Woody’s Latest Tango in Paris

Jeff and I went to see Midnight in Paris with a couple of Francophile friends soon after its opening. Paris-fans ourselves, we were predisposed to enjoy it, and we mostly did.

An aside: I have a French friend, a conductor, who constantly complains about America’s love affair with Paris in the ‘20s. “Come on!” he says, “There are other periods in Parisian history just as fascinating. The music is just as good! Why does every concert have to feature music from Paris in the ‘20s?”

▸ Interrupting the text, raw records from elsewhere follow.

Issue #1758, opened 2025-05-26
[Discussion] How to best assemble distroboxen that use a mixture of container managers?


klmcwhirter:
Is your feature request related to a problem? Please describe.
How do you recommend we go about using distrobox:
* with both podman and docker on the same host?
* where apps and/or binaries are exported from both?

Describe the solution you'd like
I am not proposing this yet, but I did find a work around. Is this inline with your thinking? 

> Note the patch is just a POC. I did not spend time thinking about edge cases, error handling, etc. I was just curious if I was on the right track or not.

* apply this [patch](https://github.com/klmcwhirter/oci-shared-images/blob/2-support-multiple-dbx_container_managers-on-the-same-system/distrobox-export-1.8.1.2.patch) to `distrobox-export` version 1.8.1.2.
* COPY the result into place in Containerfile (used as spec for image= in distrobox.ini)
* `init_hook="sudo umount /usr/bin/distrobox-export"` in distrobox.ini
* call enter: `DBX_CONTAINER_MANAGER=docker distrobox enter ...`

But is this the best way?

Of course, if the patch was a part of the distrobox code I would not need the first 3 steps.

Please do let me know if the patch is something you would entertain as a PR. (But what am I missing?)

Describe alternatives you've considered

I did consider adding conditional logic - per container - in the distrobox.conf file. But upon inspection, the conf file is read before the command line is parsed. So there is currently no way to determine the container_name in the .conf file. And a change to the code to enable that would be larger and more impactful (read risky).

The 1.8.1.2 version does not provide the container manager to use in the proxy scripts / .desktop files. And fails.

```
$ ./jq --help
Error response from daemon: No such container: debian-bookworm-dx
Create it now, out of image ? [Y/n]:
```

With the patch in place which adds DBX_CONTAINER_MANAGER="podman" (in this example) strategically if CONTAINER_ID is not set ...

```
$ ./jq --help
jq - commandline JSON processor [version 1.6]

Usage:	/usr/bin/jq [options] <jq filter> [file...]
	/usr/bin/jq [options] --args <jq filter> [strings...]
	/usr/bin/jq [options] --jsonargs <jq filter> [JSON_TEXTS...]

...
```

Additional context

I have written a [wrapper](https://github.com/klmcwhirter/oci-shared-images/tree/2-support-multiple-dbx_container_managers-on-the-same-system) around distrobox and devcontainers to ease the assembly of arbitrary development environments.

[...]

PR #1761, opened 2025-05-28
propagate DBX_CONTAINER_MANAGER through proxy scripts

klmcwhirter:
propagate DBX_CONTAINER_MANAGER through proxy scripts and .desktop files; support usage of multiple managers on a single host

This is the patch from #1758 .


dottorblaster:
Thanks! We don't plan to let users leverage multiple container runtimes.

Keep on rocking with distrobox! :heart:

PR #1795, opened 2025-07-15
refactor(distrobox-init): Refactor package manager detection logic an…

SekaiMoe:
…d remove microdnf-related code

1. **Refactor Package Manager Detection Logic**
- Replaced the previous `command -v` based detection of package managers with a more robust approach that reads the `/etc/os-release` file.
- This change ensures accurate identification of the operating system and its associated package manager by leveraging the `ID` or `NAME` fields in `/etc/os-release`.
- For example, distributions like Debian, Ubuntu, Arch, Fedora, CentOS, and others are now detected using `grep` on `/etc/os-release` instead of relying on the presence of specific binaries.

2. **Remove `setup_microdnf` Function**
- The `setup_microdnf` function was removed as it is no longer necessary.
- The logic for handling `microdnf` has been consolidated into the `setup_dnf` function, which now supports both `dnf` and `microdnf` use cases implicitly.
- This reduces redundancy and simplifies the codebase by eliminating a dedicated function for `microdnf`.

- **Improved Reliability**: The previous method of detecting package managers using `command -v` was prone to false positives or negatives if the binary was missing or misconfigured. Reading `/etc/os-release` provides a more reliable and standardized way to identify the operating system and its package manager.
- **Code Simplification**: Removing the `setup_microdnf` function and consolidating its logic into `setup_dnf` reduces code duplication and maintenance overhead.
- **Future-Proofing**: The new detection logic is more adaptable to future changes in package manager implementations or distribution-specific quirks.

- The changes improve the robustness and maintainability of the script while ensuring compatibility with a wide range of Linux distributions.
- Users of `microdnf`-based systems will continue to receive the same functionality through the updated `setup_dnf` implementation.

### DIFF
--- a/distrobox-init
+++ b/distrobox-init
@@ -1043,115 +1043,6 @@ EOF
 	fi
 }
 
-# setup_microdnf will upgrade or setup all packages for microdnf based systems.
-# Arguments:
-#   None
-# Expected global variables:
-#   upgrade: if we need to upgrade or not
-#   container_additional_packages: additional packages to install during this phase
-# Expected env variables:
-#   None
-# Outputs:
-#   None
-setup_microdnf()
-{
-	# If we need to upgrade, do it and exit, no further action required.
-	if [ "${upgrade}" -ne 0 ]; then
-		microdnf upgrade -y
-		exit
-	fi
-	# Check if shell_pkg is available in distro's repo. If not we
-	# fall back to bash, and we set the SHELL variable to bash so
-	# that it is set up correctly for the user.
-	if ! microdnf install -y "${shell_pkg}"; then
-		shell_pkg="bash"
-	fi
-	deps="
-		${shell_pkg}
-		bash-completion
-		bc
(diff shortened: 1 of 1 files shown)


SekaiMoe:
> Thanks! Unfortunately we're pretty satisfied with the current detection logic and with `setup_microdnf` itself.

No, this logic has a major issue.  
If Arch Linux has `apt` installed, it will be mistakenly identified as Debian or its derivatives, leading to incorrect steps being followed.

Additionally, there is [AOSC OS](https://aosc.io), which uses `.deb` packages but is not based on Debian. When installing distrobox, it would also lead to incorrect steps because it has both `apt` and `oma` package managers. However, `apt` is planned to be deprecated at some point in the future.

dottorblaster:
I didn't know about AOSC OS, perhaps in the future we'll reevaluate the approach we use to identify package managers. Thank you for the patch!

Back to the movie. If any other director rode roughshod over the laws of physics in this fashion, he would be pilloried. The reviews I read rhapsodized over Allen’s absurd premise that all Gil had to do to find himself in the past was catch a carriage at the right spot at midnight. Then, of course, no one is bothered by his inappropriate dress, Valley Boy-speak and literary pretensions, which most famous writers would find annoying. Lucky for Allen, he convinced a lot of truly wonderful actors to impersonate all those “characters” we know and love, which somehow made it work.

“But Cat,” you argue, “who cares? It’s all supposed to be absurd.” That’s why it didn’t bother me that much. The ‘20s was a time that celebrated absurdity. Absurdist poetry had been around since Jarry’s Ubu Roi and was still going strong.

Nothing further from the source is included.